## [REQUIRED WORK]
In the listing below, find each line containing "unit" and report it.

## [DATA FOR THE TASK]
PR #153, opened 2016-05-27
Reorganized coding effects to use KnownAminoAcidChange base class

iskandr:
Also added unit test for NoncodingTranscript effect

---
This change is [Reviewable](https://reviewable.io/reviews/hammerlab/varcode/153)

### DIFF
--- a/test/test_effect_classes.py
+++ b/test/test_effect_classes.py
@@ -24,7 +24,7 @@ from varcode import (
     # transcript effects
     #
     IncompleteTranscript,
-    # NoncodingTranscript, TODO: write a noncoding transcript test
+    NoncodingTranscript,
     FivePrimeUTR,
     ThreePrimeUTR,
     Intronic,
@@ -62,6 +62,14 @@ def test_incomplete():
         transcript_id="ENST00000450046",
         effect_class=IncompleteTranscript)
 
+
+def test_noncoding_polymorphic_pseudogene():
+    # variant in MROH5-001, which is a polymorphic pseudogene
+    variant = Variant("8", 142458077, "C", "T", ensembl_grch37)
+    expect_effect(
+        variant,
+        transcript_id="ENST00000430863",
+        effect_class=NoncodingTranscript)
 
 def test_start_loss():
     # transcript EGFR-005 (ENST00000420316 in Ensembl 77)
--- a/test/test_effect_classes.py
+++ b/test/test_effect_classes.py
@@ -39,6 +39,7 @@ from varcode import (
     FrameShift,
     ExonLoss,
     ExonicSpliceSite,
+    FrameShiftTruncation,
     # TODO: SpliceDonor, SpliceReceptor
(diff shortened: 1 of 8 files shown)


test/test_effect_classes.py
```diff
@@ -75,7 +88,9 @@ def test_start_loss():
     expect_effect(
         variant,
         transcript_id="ENST00000420316",
-        effect_class=StartLoss)
+        effect_class=StartLoss,
+        modifies_coding_sequence=True,
+        modifies_protein_sequence=True)
```
arahuja: `StartLoss` modifies_protein_sequence? I guess it does, but tbh not what I would have expected when filtering on `modifies_protein_sequence` so good to know!

varcode/effects.py
```diff
@@ -382,13 +395,42 @@ def __init__(
         self.aa_mutation_end_offset = aa_mutation_end_offset
         self.aa_ref = aa_ref
 
-    modifies_protein_sequence = True
+    @property
+    def modifies_protein_sequence(self):
```
arahuja: In the tests you have 

```       
         effect_class=AlternateStartCodon,
         modifies_coding_sequence=True,
         modifies_protein_sequence=False)
```

varcode/effects.py
```diff
@@ -382,13 +395,42 @@ def __init__(
...
+        # TODO: scan downstream in the cDNA sequence to predict an alternate
+        # start codon using a Kozak sequence template
+        return None
+
+    @memoized_property
+    def short_description(self):
+        return "p.%s1? (start-loss)" % (self.transcript.protein_sequence[0],)
 
-class BaseSubstitution(NonsilentCodingMutation):
+class KnownAminoAcidChange(NonsilentCodingMutation):
```
arahuja: Does the `Known` part imply anything here? Why not just `AminoAcidChange`? This is everything that has `modifies_protein_sequence == True`?

iskandr: Effects such as `StartLoss` modify the protein sequence but we don't know what the amino acid change will be! So, this is really a base class for any effect with non-`None` mutant protein sequence.

varcode/effects.py
iskandr: Good catch, strange that the unit test doesn't fail.

iskandr: Actually, I don't see that on my local copy of the file.

test/test_effect_classes.py
iskandr: I'm imagining any variant you would expect to give you a different protein (even if its sequence is unknown) has `modifies_protein_sequence` as True. The only weird case I haven't figured out yet is `ExonLoss`.

varcode/effects.py
iskandr: Oh, the diff is confusingly mixing up the head of `AlternateStartCodon` and the tail of `NonsilentCodingMutation`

## [EXERCISE RESPONSE]
Also added unit test for NoncodingTranscript effect
iskandr: Good catch, strange that the unit test doesn't fail.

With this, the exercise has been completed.